La "questione curda" è un susseguirsi senza fine di persecuzioni e diritti negati. La storia di questo popolo senza territorio, senza una patria ma frazionato tra Siria, Turchia, Iran e Iraq è riemersa oggi a Lugano, dove Ahmet Yaman, rappresentante e portavoce della comunità curda in Ticino ha riassunto le condizioni di conflitto: «Attualmente, in Iran si aggrava la drammatica repressione a opera del regime degli ayatollah contro le massicce manifestazioni in favore della libertà delle donne e della democratizzazione del Paese. Si tratta di uno dei più grandi movimenti di protesta popolare nel Paese dopo oltre 40 anni di dittatura. L’intifada è scattata dopo l’uccisione in carcere della giovane Mahsa (Jina) Amini, studentessa curda 22enne, avvenuta mentre era in custodia della Polizia morale di Teheran».
Dal settembre 2022, le manifestazioni si sono diffuse a macchia d’olio in tutto il Paese e «stanno coinvolgendo ampie fette della popolazione a prescindere dall’età, dal genere e dall’appartenenza sociale, continuando nonostante la sanguinosa repressione e il controllo di internet da parte delle autorità iraniane», ha aggiunto il portavoce della comunità curda: «I disordini e i raduni, inizialmente scattati dopo la morte di Amini, proseguiti con lo slogan di ‘vita, donna, libertà’; contro l’obbligo del velo.

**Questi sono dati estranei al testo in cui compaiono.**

PR #24, opened 2016-02-04
Muting users through messages.

Agrosis:


src/app/components/chat/window/window.html
```diff
@@ -164,8 +164,12 @@ <h3 ng-if="room.type == Chat_Room.TYPE_PM" class="anim-fade-in-right no-animate-
 							{{ ::msg.loggedOn | amDateFormat:'h:mm A' }}
 						</span>
 
-						<div class="chat-window-message-content-wrap">
-							<div ng-if="::msg.contentRaw.length < 500" class="chat-window-message-content highlight" ng-bind-html="::msg.content"></div>
+						<div ng-if="::msg.contentRaw.length < 500" class="chat-window-message-content-wrap">
+							<div class="chat-window-message-content highlight" ng-bind-html="::msg.content"></div>
+
+							<div class="chat-window-message-mod-tools" ng-if="client.canModerate( room, msg.user )">
```
hworld: bind-once this with `::` since it will never change after it's rendered

src/app/components/chat/window/window.html
```diff
@@ -164,8 +164,12 @@ <h3 ng-if="room.type == Chat_Room.TYPE_PM" class="anim-fade-in-right no-animate-
...
+								<span class="jolticon jolticon-friend-remove-2" tooltip="Mute User" ng-click="ctrl.muteUser( msg.user.id )"></span>
```
hworld: I feel like this should be in an `<a>` tag with ng-click on it. Also put the tooltip on the A tag and change to using `gj-tooltip` instead for this case.

src/app/components/chat/window/window.html
```diff
@@ -180,8 +184,11 @@ <h3 ng-if="room.type == Chat_Room.TYPE_PM" class="anim-fade-in-right no-animate-
 							<p ng-if="msg._collapsable && !msg._expanded">
 								<a class="hidden-text-expander" ng-click="msg._expanded = true"></a>
 							</p>
-						</div>
 
+							<div class="chat-window-message-mod-tools" ng-if="client.canModerate( room, msg.user )">
```
hworld: Same comments as above.

PR #79, opened 2016-12-30
Fold fireside

hworld:


hworld:
no longer relevant, will be handled by user posts

PR #100, opened 2017-09-12
Show user instead of target user.

bowenwaregames:
A small fix in regards to this issue:
https://github.com/gamejolt/issue-tracker/issues/964


hworld:
This won't work, either. You actually have to use the userFriendship.getThem method. You will have to pass in the current user to the method and it returns the correct user that's not "us".

hworld:
nvm, i'm dumb

PR #105, opened 2017-09-26
Turn off text shadow for hashtags

niksudan:
Closes gamejolt/issue-tracker#1002


niksudan:
Wasn't sure whether to have it as `a.hashtag` or just `.hashtag`. Let me know if you would rather target it as a sibling.

PR #109, opened 2017-10-28
New game page design

hworld:
It combines devlogs and game pages. Uses 2 columns going down the whole page instead of splitting it into rows. This allows the devlog posts to be higher up and infinite scrolling for all game pages.


hworld:
This took me almost a year. Geez

PR #171, opened 2017-12-13
hide vote option for locked topics and add archived sort mode

nilllzz:


src/app/components/forum/topic-list/topic-list.html
```diff
@@ -3,11 +3,11 @@
 	<div class="forum-topic-list-item"
 		v-for="topic of topics"
 		:key="topic.id"
-		:class="{ '-has-voting': useUpvotes }"
+		:class="{ '-has-voting': useUpvotes && !topic.is_locked }"
```
hworld: may as well use a getter in the component class: `shouldShowVoting` since we do this multiple times

src/app/views/forums/channels/view/view.html
```diff
@@ -111,6 +111,18 @@ <h1>
 							<translate>Top</translate>
 						</router-link>
 					</li>
+					<li v-if="channel.type === 'voting'">
```
hworld: decided to show archive tab for all channels, not just voting

PR #175, opened 2018-01-19
Anti spam

hworld:


src/auth/views/auth/join/join.ts
```diff
@@ -34,14 +35,17 @@ export default class RouteAuthJoin extends BaseRouteComponent {
 		return this.$gettext('auth.join.page_title');
 	}
 
-	async onJoin(formModel: any) {
+	async onJoining(formModel: FormModel) {
 		// We store these so we can log them in automatically once their
 		// verification happens.
 		this.setCredentials({
```
YLivay: Get rid of setCredentials through the store - pass these in through session storage, including the auth token. This way, we can even auto login people from the app section of the site.

src/auth/components/forms/twitter-email/twitter-email.html
```diff
@@ -26,6 +26,12 @@
 		>
 		auth.linked_account.twitter.finalize.duplicate_email_error_html
 	</div>
+	<div class="alert alert-warning anim-fade-in-enlarge no-animate-leave"
```
YLivay: Instead of reporting the error here - consider doing the rate limit at an earlier stage to make this the same flow as the other auth operations.

src/auth/views/auth/join/join.ts
YLivay: Also, don't emit join event. simply do the router push in this function.

src/auth/views/auth/join-almost/join-almost.html
```diff
@@ -1,25 +1,72 @@
 <div class="anim-fade-in-up">
-	<h2 class="section-header">
-		<translate>auth.join.almost.heading</translate>
-	</h2>
+	<template v-if="doingCaptcha">
```
YLivay: Split the captcha and authorize pages to `join/captcha` and `join/almost`

src/auth/views/auth/join-almost/join-almost.html
```diff
@@ -1,25 +1,72 @@
...
+			<button
+				class="btn"
+				@click="gotoJoin"
+				v-if="!serverErrors['rate-limit']"
+				>
+				<app-jolticon icon="reply" />
+				<translate>Retry?</translate>
+			</button>
+		</div>
+		<div v-translate>
```
YLivay: Change to <translate< wherever v-translate is not needed. We only need to use it when we have parameters or plural manipulations or inner html.

src/auth/views/auth/join-almost/join-almost.ts
```diff
@@ -8,21 +8,85 @@ import { AppProgressPoller } from '../../../../lib/gj-lib-client/components/prog
...
+
 	get routeTitle() {
 		return this.$gettext('auth.join.almost.page_title');
 	}
 
+	routeInit() {
+		this.doingCaptcha = !!this.$route.params.token;
+
+		this.recaptchaInterval = setInterval(() => {
+			if (grecaptcha) {
```
YLivay: Instead of recaptcha interval mess - make a component that is in charge of loading. Look at facebook/twitter/youtube sdks for reference.

PR #176, opened 2018-01-20
Grid

hworld:


src/app/components/activity/feed/notification/notification.html
```diff
@@ -9,7 +9,7 @@
 			</div>
 
 			<div class="timeline-list-item-title">
-				<app-notification-descriptive-action :notification="notification" />
+				{{ this.titleText }}
```
hworld: no need to use `this.` here in vue. it adds it by default

src/app/components/grid/client.ts
```diff
@@ -0,0 +1,126 @@
+import { Socket, Channel } from 'phoenix';
```
hworld: name this client.service.ts. we reserve the non-suffixed for vue components

src/app/components/grid/client.ts
```diff
@@ -0,0 +1,126 @@
...
+import { Growls } from '../../../lib/gj-lib-client/components/growls/growls.service';
+import { Environment } from '../../../lib/gj-lib-client/components/environment/environment.service';
+import * as nwGui from 'nw.gui';
+import { store } from '../../store/index';
+import {
+	Notification,
+	getNotificationText,
+} from '../../../lib/gj-lib-client/components/notification/notification-model';
+
+function getCookie(name: string): Promise<string | undefined> {
```
hworld: what do you think about putting this into a new file and exporting it? maybe in frontend-lib/components/cookie/cookie.service.ts or something? it can just export this one func, but it would be nice since we use it both here and in chat now

hworld: actually, maybe not frontend-lib since it depends on nw.gui which is included only in gamejolt repo

hworld: i did this

src/app/components/grid/client.ts
```diff
@@ -0,0 +1,90 @@
...
+			// not properly logged in
+			return;
+		}
+
+		console.log('Connecting to the Grid!');
+
+		const userId = user.id.toString();
+
+		this.socket = new Socket(Environment.gridHost);
+		this.socket.connect({
```
hworld: got this message: `passing params to connect is deprecated. Instead pass :params to the Socket constructor`

src/_common/cookie/cookie.service.ts
```diff
@@ -0,0 +1,37 @@
...
+				y = ARRcookies[i].substr(ARRcookies[i].indexOf('=') + 1);
+				x = x.replace(/^\s+|\s+$/g, '');
+				if (x === name) {
+					return resolve(decodeURI(y));
+				}
+			}
+			return resolve(undefined);
+		}
+	});
+}
```
YLivay: This looks like ass, thanks prettier.

nilllzz: np

hworld: ur welcome

PR #209, opened 2018-09-26
Reactive activity feed

nilllzz:


src/app/components/activity/feed/feed-container-service.ts
```diff
@@ -30,6 +30,9 @@ export interface ActivityFeedContainerOptions {
 	notificationWatermark?: number;
 }
 
+const SCROLL_DIRECTION_FROM = 'from';
```
hworld: Change to `ScrollDirectionFrom` casing

src/app/components/activity/feed/feed-container-service.ts
```diff
@@ -100,6 +104,11 @@ export class ActivityFeedContainer {
 		this.processGames();
 	}
 
+	clear() {
```
hworld: Gotta clear way more than this.

PR #458, opened 2020-03-28
Add AppMediaItemBackdrop, display avg_img_color on applicable items

hapurubokka:
Fix issue where `background-color` was attached to `img` tag, making it only appear when the image loads in, effectively doing nothing.

Add `AppMediaItemBackdrop` as a common component, which allows us to wrap an image/fill its container to display the average color of the image while it's loading.

- Required prop
  - `mediaItem!: MediaItem` to get the `avg_img_color` value from it to display behind the image. If there isn't one, set a fallback if there should be one.

- Optional prop
  - `radius?: 'sm' | 'md' | 'lg' | 'full'` will attach a class to the wrapper using the appropriate `rounded-corners()` mixin, or `border-radius: 50%` in the case of 'full'. This component uses `overflow: hidden` by default, so the image itself doesn't need a border radius.


src/_common/game/thumbnail-img/thumbnail-img.vue
```diff
@@ -6,25 +6,27 @@
 		}"
 	>
 		<div class="-inner">
-			<app-jolticon class="-icon" icon="game" />
+			<app-img-backdrop :item="mediaItem" radius="8px">
+				<app-jolticon class="-icon" icon="game" />
```
hworld: Make the icon white now with some sort of opacity so that it blends into the colors of the backdrop.

PR #461, opened 2020-04-01
Stickers improve

nilllzz:


src/_common/sticker/select-modal.ts/select-modal.vue
```diff
@@ -71,6 +80,15 @@
...
 		text-align: center
+		font-weight: bold
+
+	&-rarity
+		&-uncommon
+			color: #1bb804
+		&-rare
+			color: #18a5f2
+		&-epic
+			color: #ffbc56
```
YLivay, line 91: sounds like we'd want to import these variables from some stickers variable file.

PR #464, opened 2020-04-03
Content Mediaex

nilllzz:


src/_common/content/components/media-item/media-item.ts
```diff
@@ -130,6 +132,12 @@ export default class AppContentMediaItem extends Vue {
 		return !this.imageLoaded && !GJ_IS_SSR;
 	}
 
+	get useResponsiveImg() {
```
hworld, line 135: shouldUseReponsiveImg is the convention we use

src/_common/content/components/media-item/media-item.ts
```diff
@@ -130,6 +132,12 @@ export default class AppContentMediaItem extends Vue {
...
+		// For animated media items (gifs):
+		// Always return the direct url because gifs do not get returned by mediaserver.
+		return !!this.mediaItem && !this.mediaItem.is_animated && !!this.mediaItem.mediaserver_url;
```
hworld, line 138: Can't you just do `return !!(this.mediaItem?.is_animated && this.mediaItem?.mediaserver_url)` now?

src/_common/content/components/media-item/media-item.ts
hworld: Also, I actually think this should be changed to `shouldUseMediaserver` since we're using the img-responsive class on both flows. It's more that we want to do the mediaserver flow in certain cases.

PR #465, opened 2020-04-03
Game media mediaserver

nilllzz:


src/_common/content/components/media-item/media-item.ts
```diff
@@ -130,6 +132,12 @@ export default class AppContentMediaItem extends Vue {
 		return !this.imageLoaded && !GJ_IS_SSR;
 	}
 
+	get useResponsiveImg() {
```
hworld, line 135: Looks like we'll have a merge conflict here

src/_common/game/screenshot/screenshot.model.ts
```diff
@@ -11,9 +11,15 @@ export class GameScreenshot extends Model {
...
-	img_thumbnail!: string;
-	img_thumbnail_med!: string;
-	img_thumbnail_large!: string;
+
+	// Needed for lightbox and other components that are used together with GameVideo.
+	get img_thumbnail() {
+		return this.media_item.mediaserver_url;
+	}
+
+	set img_thumbnail(img: string) {
```
hworld, line 20: You don't need the setters for these, right?

nilllzz: We do, through Object.assign in forms we assign this back onto the model.

PR #467, opened 2020-04-06
Get rid of reflect metadata

YLivay:
Very few changes to avoid inferring TS types in some props around the codebase where possible


src/claim/views/key/_bundle/bundle.ts
```diff
@@ -12,13 +13,13 @@ import { Store } from '../../../store/index';
 	},
 })
 export default class AppKeyBundle extends Vue {
-	@Prop()
+	@Prop({ required: true })
```
hworld, line 16: can't this be propRequired(Object)?

src/utils/polyfills.ts
```diff
@@ -1,6 +1,5 @@
-import 'core-js/modules/es7.object.values';
 import 'core-js/modules/es7.object.entries';
-import 'reflect-metadata';
+import 'core-js/modules/es7.object.values';
```
hworld, line 2: why is this line after now?

src/_common/scroll/inview/parent.ts
```diff
@@ -7,7 +7,7 @@ import { ScrollInviewContainer } from './container';
 export class AppScrollInviewParent extends Vue {
 	// If this is a child of AppScrollScroller, we need to get it as a prop so
 	// we can use that scroll element as the root context.
-	@Prop() scroller?: AppScrollScrollerTS;
+	@Prop({ required: false }) scroller?: AppScrollScrollerTS;
```
hworld, line 10: propRequired(Object)

package.json
```diff
@@ -63,7 +63,6 @@
 		"date-fns": "1.30.1",
 		"decompress-zip": "0.3.1",
 		"express": "4.17.1",
-		"extract-loader": "3.0.0",
```
hworld, line 66: Why is this removed in this PR? Just wanted to clean up? Are you 100% sure we don't use it?

src/utils/polyfills.ts
YLivay: automatic import ordering.

package.json
YLivay: yeah, this hasnt been used for ages now.

src/utils/polyfills.ts
hworld: it shouldn't reorder these raw imports....

PR #468, opened 2020-04-06
Remove RxJS

YLivay:
* Implemented our own debouncing
* Made EventBus work as a service and as an instance
* Implemented simple event topic and subscribers on top of new EventBus


src/_common/events/event-bus.service.ts
```diff
@@ -0,0 +1,49 @@
+import Vue from 'vue';
```
hworld, line 1: our folder naming convention is to use singular and have it be the beginning of the class name. So the folder should be "event" not "events"

src/_common/events/event-bus.service.ts
```diff
@@ -0,0 +1,49 @@
...
+	on(event: string, callback: Function): EventBusDeregister {
+		this.e.$on(event, callback);
+
+		return () => {
+			this.e.$off(event, callback);
+		};
+	}
+
+	once(event: string, callback: Function) {
+		this.e.$once(event, callback);
```
hworld, line 27: shouldn't this technically also return a deregister func?

src/_common/events/subscription.ts
```diff
@@ -0,0 +1,26 @@
+export type UnsubscribeFunc = () => void;
+
+export class Subscription {
```
hworld, line 3: Change to EventSubscription

src/_common/events/topic.ts
```diff
@@ -0,0 +1,18 @@
+import { EventBus } from './event-bus.service';
+import { Subscription } from './subscription';
+
+export class Topic<T> {
```
hworld, line 4: EventTopic

src/_common/events/event-bus.service.ts
```diff
@@ -0,0 +1,49 @@
...
+
+	static on(event: string, callback: Function): EventBusDeregister {
+		return this.global.on(event, callback);
+	}
+
+	static once(event: string, callback: Function) {
+		this.global.once(event, callback);
+	}
+
+	static off(event?: string, callback?: Function) {
```
hworld, line 46: let's get rid of the functionality for getting rid of all global events, i think we want this to be as "global" as possible right now. unless we actually do use that in Client maybe?

src/_common/events/subscription.ts
```diff
@@ -0,0 +1,26 @@
...
+	private unsubFunc: UnsubscribeFunc | null;
+
+	constructor(private subscriber: () => UnsubscribeFunc) {
```
hworld, line 6: This unsub logic twisted my head into a pretzel

src/_common/screen/screen-service.ts
```diff
@@ -224,7 +223,8 @@ if (!GJ_IS_SSR) {
 	 * This is used internally to check things every time window resizes.
 	 * We debounce this and afterwards fire the resizeChanges for everyone else.
 	 */
-	fromEvent(window, 'resize')
-		.debounceTime(250)
-		.subscribe(() => Screen._onResize());
+	window.addEventListener(
```
hworld, line 226: We might want to put the debounce logic within Subscription itself so that we can debounce ealier (before it even hits the event bus). The reason is that for stuff like resize, it gets called anytime the window resizes any 1px. We want to make sure it stays super fast if possible.

src/_common/events/event-bus.service.ts
YLivay: event was taken for event item, and this way its similar to the infamous nodejs' events namespace. maybe we need a different place to put these instead of directly under _common?

src/_common/events/event-bus.service.ts
YLivay: I didn't change this bit in event bus. Actually, we don't even use once. I'm going to remove this.

src/_common/events/event-bus.service.ts
YLivay: We don't use it. i'm removing.

src/_common/events/subscription.ts
YLivay: i like pretzels.
anyways the idea is that you can resubscribe to a topic you've previously unsubscribed to. also this way you can't just randomly create a subscription for a topic without going through topic. i hate having many ways to do the same thing.

src/_common/screen/screen-service.ts
YLivay: this is mostly for backwards compat. if we need to react on resize quickly, wouldn't we normally use the resize observer instead?

src/_common/events/event-bus.service.ts
hworld: yeah, I think we should have "system" or something where we put stuff like this

src/_common/screen/screen-service.ts
hworld: I think we need to discuss what I mean with this

src/_common/events/event-bus.service.ts
nilllzz: Why can't we keep it in the 'event-bus' folder?

src/_common/events/event-bus.service.ts
```diff
@@ -0,0 +1,33 @@
+import Vue from 'vue';
+
+export type EventBusDeregister = () => void;
+
+export class EventBus {
+	private e!: Vue;
```
nilllzz, line 6: Please call this something like "element", or even "elem".
With "e" I need to figure out what this even is.

src/_common/events/subscription.ts
nilllzz: I think we need some sort of comment on the EventSubscription or the ctor to explain what's going on here. I can figure it out, but it's kinda convoluted and I'm sure when I actually want to use this, I'll have to go figure it out again.
Some simple explanation of what a subscriber is, what an UnsubscribeFunc is and when/why to use it would be gud.

src/_common/events/subscription.ts
```diff
@@ -0,0 +1,26 @@
...
+	subscribe() {
+		if (!this.unsubFunc) {
+			this.unsubFunc = this.subscriber();
+		}
+
+		return this;
+	}
+
+	unsubscribe() {
+		if (this.unsubFunc) {
```
nilllzz, line 19: Does this mean the unsubFunc is state for whether we are subscribed or not? I think we should have an additional value like isSubscribed or something.

src/_common/events/topic.ts
```diff
@@ -0,0 +1,18 @@
+import { EventBus } from './event-bus.service';
+import { EventSubscription } from './subscription';
+
+export class EventTopic<T> {
+	private e!: EventBus;
```
nilllzz, line 5: Just do `private e = new EventBus();` and remove the constructor function.

nilllzz: Also, rename "e" in the same way as in EventBus.

src/_common/events/event-bus.service.ts
YLivay: Because its no longer just for event bus?..

src/_common/events/subscription.ts
YLivay: I wouldn't say its convoluted, considering thats just the standard naming convention for the components in pubsub systems. I don't mind adding comments tho.

src/_common/events/event-bus.service.ts
YLivay: its self contained within the event bus, i don't see why make it super verbose when its one "goto definition" away.

src/_common/events/subscription.ts
YLivay: what?

src/_common/screen/screen-service.ts
hworld: I was wrong

src/_common/events/subscription.ts
YLivay: removed the resubscribing bit, and actually the entire event subscription. its just a ts type now.

PR #473, opened 2020-04-09
Support deactivating and reusing a custom site domain

YLivay:


src/app/components/sites/manage-page/template.ts
```diff
@@ -28,9 +28,15 @@ export default class AppSitesManagePageTemplate extends Vue {
 	}
 
 	enable() {
-		if (this.site) {
-			return this.site.$activate();
+		if (!this.site) {
+			return;
 		}
+
+		this.site.$activate().catch(e => {
```
nilllzz, line 35: Don't we need to return the promise or resolve it? I think this code currently doesn't do anything.

src/app/components/sites/manage-page/template.ts
```diff
@@ -28,9 +28,15 @@ export default class AppSitesManagePageTemplate extends Vue {
...
+			if (e.errors && e.errors.domain_in_use) {
+				Growls.error('Domain is already in use in another site.');
```
nilllzz, line 37: Forgot translate.

src/app/components/sites/manage-page/static.ts
```diff
@@ -46,9 +46,17 @@ export default class AppSitesManagePageStatic extends Vue {
...
 			const response = await Api.sendRequest(
 				`/web/dash/sites/activate-primary-build/${this.site.id}`,
-				{}
+				{},
+				{ noErrorRedirect: true }
 			);
-			this.site.assign(response.site);
+
+			if (response.errors && response.errors.domain_in_use) {
+				Growls.error(this.$gettext('Domain is already in use in another site.'));
```
nilllzz, line 54: I think we'd need to return after this, otherwise it will still continue.

YLivay: Ah yeah, it used to have some other logic at the end.

src/app/components/sites/manage-page/template.ts
YLivay: Nah, this works as intended. it's not like the html click handler awaits on the promise or anything.

src/app/components/sites/manage-page/template.ts
YLivay: i did

PR #479, opened 2020-04-14
Only display "X NEW ITEMS" in feed when it's in view

hapurubokka:
Added AppScrollInview to the "X NEW ITEMS" button to only display and animate it when you scroll it into view.

### DIFF
--- a/src/app/components/activity/feed/feed.vue
+++ b/src/app/components/activity/feed/feed.vue
@@ -6,18 +6,20 @@
 	-->
 	<div class="activity-feed" :key="feed.id">
 		<template v-if="newCount > 0 || feed.isLoadingNew">
-			<app-expand v-if="!feed.isLoadingNew" when animate-initial>
-				<app-activity-feed-new-button @click="loadNew()">
-					<translate
-						:translate-n="newCount"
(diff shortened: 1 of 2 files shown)


src/app/components/activity/feed/feed.vue
```diff
@@ -6,18 +6,20 @@
...
-						:translate-params="{ count: number(newCount) }"
-						translate-plural="%{count} new items"
-					>
-						1 new item
-					</translate>
-				</app-activity-feed-new-button>
-			</app-expand>
-			<app-loading v-else class="loading-centered" />
+			<app-scroll-inview :margin="`-${Scroll.offsetTop}px`" @inview="onNewButtonInview">
+				<app-expand v-if="!feed.isLoadingNew" :when="isNewButtonInview" animate-initial>
```
hworld, line 10: If you scroll back down, does the space collapse and everything get shifted up?

hapurubokka: Added `isNewButtonInview = false` at the end of the `loadNew()` method, which gets triggered when the button is clicked. This will allow us to reset inview back to its default value, and it should only trigger `inview` as true when the button appears again.

PR #484, opened 2020-04-20
Un-round corners of img in post view on mobile

hapurubokka:
- Removed `AppActivityFeedDevlogPostMediaItem`, added common component `AppMediaItemPost`.
  1. Added optional props: `restrict-device-max-height`, `restrict-should-play-video`, and `inline` to keep functionality of feed view.
- Fixed some bugs in feed view of posts:
  1. Fixed image resizing before `imgloadchange` event triggers from `AppImgResponsive`. This fixes when you would make the browser smaller than the image, and the image would resize before the backdrop.
  2. Fix slider, will now properly resize itself when window size changes. Fixes the image being offset when you resized on any item other than the first.
- Un-round the corners of media items in post view when they span the width of the screen.
- Fix loading background-color corners bleeding from behind image when an image is in an article.


src/app/components/post/view/view.vue
```diff
@@ -19,7 +19,11 @@
 									:max-width="item.width"
 								>
 									<app-event-item-media-tags :gif="item.is_animated" />
-									<app-media-item-backdrop :media-item="item" radius="lg">
+									<app-media-item-backdrop
+										class="-backdrop"
+										:media-item="item"
+										:radius="Screen.isXs ? null : 'lg'"
```
hworld, line 25: We only want the radius removed if it doesn't span the full width.

PR #492, opened 2020-04-27
Update packages, round 1

hapurubokka:
Packages with breaking changes are linked below to their respective version updates.

Changes that needed to be made or items that might affect us are listed below the links.

polished
-------
- [v1.9.2 (current)](https://github.com/styled-components/polished/releases/tag/v1.9.2) -> [v2.0.0](https://github.com/styled-components/polished/releases/tag/v2.0.0) -> [v3.0.0](https://github.com/styled-components/polished/releases/tag/v3.0.0)
- `mix` now requires a ratio to work. We already use ratios when we use mix, so this shouldn't be an issue.

date-fns
--------
- [1.30.1 (current)]() -> [2.0.0 (lots of changes)](https://github.com/date-fns/date-fns/releases/tag/v2.0.0)
- [Too many breaking changes to list, but I looked over them all and tested everything I could.](https://github.com/date-fns/date-fns/blob/master/CHANGELOG.md#200---2019-08-20)


src/_common/filters/date.ts
```diff
@@ -10,20 +10,21 @@ import * as format from 'date-fns/format';
...
 };
 
 export function date(now: Date | string | number, formatTo?: string) {
 	if (formatTo && (ShortcutFormats as any)[formatTo]) {
 		formatTo = (ShortcutFormats as any)[formatTo];
 	}
 
-	return format(now, formatTo);
+	// review, format doesn't accept string anymore.
+	return format(now as number, formatTo as string);
```
hworld, line 29: Check if we use now as a string ever intstead. Modify all cases that are passing in a string.
For the formatTo either set a default value in the function argument, or check if we have any cases where we call this without formatTo. If not, we can just make it required.

hapurubokka: I set `ShortcutFormats.medium` as the default for `formatTo`, just in case anyone forgets to set a format in the future.

src/_common/filters/date.ts
```diff
@@ -20,11 +20,11 @@ const ShortcutFormats = {
 	shortTime: 'h:mm a',
 };
 
-export function date(now: Date | string | number, formatTo?: string) {
+export function date(now: Date | number, formatTo: string = ShortcutFormats.medium) {
```
hworld, line 23: No need to specify string for formatTo, it'll infer it from the type of "medium"

PR #493, opened 2020-04-28
Content media item filesize

nilllzz:


src/_common/content/components/media-upload/media-upload.ts
```diff
@@ -111,6 +106,43 @@ export default class AppContentMediaUpload extends Vue {
 		);
 		if ($payload.success && $payload.mediaItems && $payload.mediaItems.length === 1) {
 			return new MediaItem($payload.mediaItems[0]);
+		} else if ($payload.success === false && $payload.errors.file) {
```
YLivay, line 109: `!$payload.success`, I'm not sure if we consistently return false or maybe just not return success at all in some cases.

src/_common/content/components/media-upload/media-upload.ts
```diff
@@ -111,6 +106,43 @@ export default class AppContentMediaUpload extends Vue {
...
+				}
+			);
+
+			const maxWidth = sizePayload.maxWidth;
+			const maxHeight = sizePayload.maxWidth;
+
+			Growls.error({
+				title: this.$gettext('Oh no!'),
+				message: this.$gettextInterpolate(
+					"It looks like your image's filesize or dimensions are too large. The maximum allowed size is %{ width }x%{ height } pixels.",
```
YLivay, line 127: lets also output the max filesize.

nilllzz: Yeah. I'll add the parameter, but @hworld has to figure out the message.

hworld: It looks like your image's filesize or dimensions are too large. Its filesize must be less than %{filesize} and its dimensions less than NxN.

PR #18, opened 2022-07-25
Pdf to Markdown

mariobodemann:
Hey,

to increase the readability and accessibility of our documentation, I'm suggesting to favor open file formats like Markdown over closed formats.

Why? This helps in collaboration: If something is different then we want it in PDFs, we need to have the original file, and cannot easily make changes. And once those changes are made, no body understands who made those.

I suggest using markdown, and therefore started with a simple sample.


Kevsy:
Hi Mario, +1. In fact this is [closed issue](https://github.com/camaraproject/WorkingGroups/issues/36) for the Commonalities working group -  but as you say the rule needs to be applied throughout CAMARA.  We can use Mermaid syntax for sequence diagrams, use cases etc. within markdown as required.

kevin8xu (commented):
Agreed on using open format for documents whenever possible.

Kevsy:
closing as this is an existing issue (rather than PR) and we've put it into action with recent contributions.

Le proteste in poche settimane si sono estese a vasti settori della popolazione». Gli ha fatto eco la testimonianza di una giovane donna curda: «La rivolta è partita dal Kurdistan iraniano, ma anche prima di questa ondata di proteste le donne erano discriminate, ad esempio con i matrimoni forzati. Dopo Amini, altre ragazze sono state uccise nelle carceri iraniane, migliaia gli arrestati, mentre si susseguono le condanne a morte e le esecuzioni in seguito a processi sommari».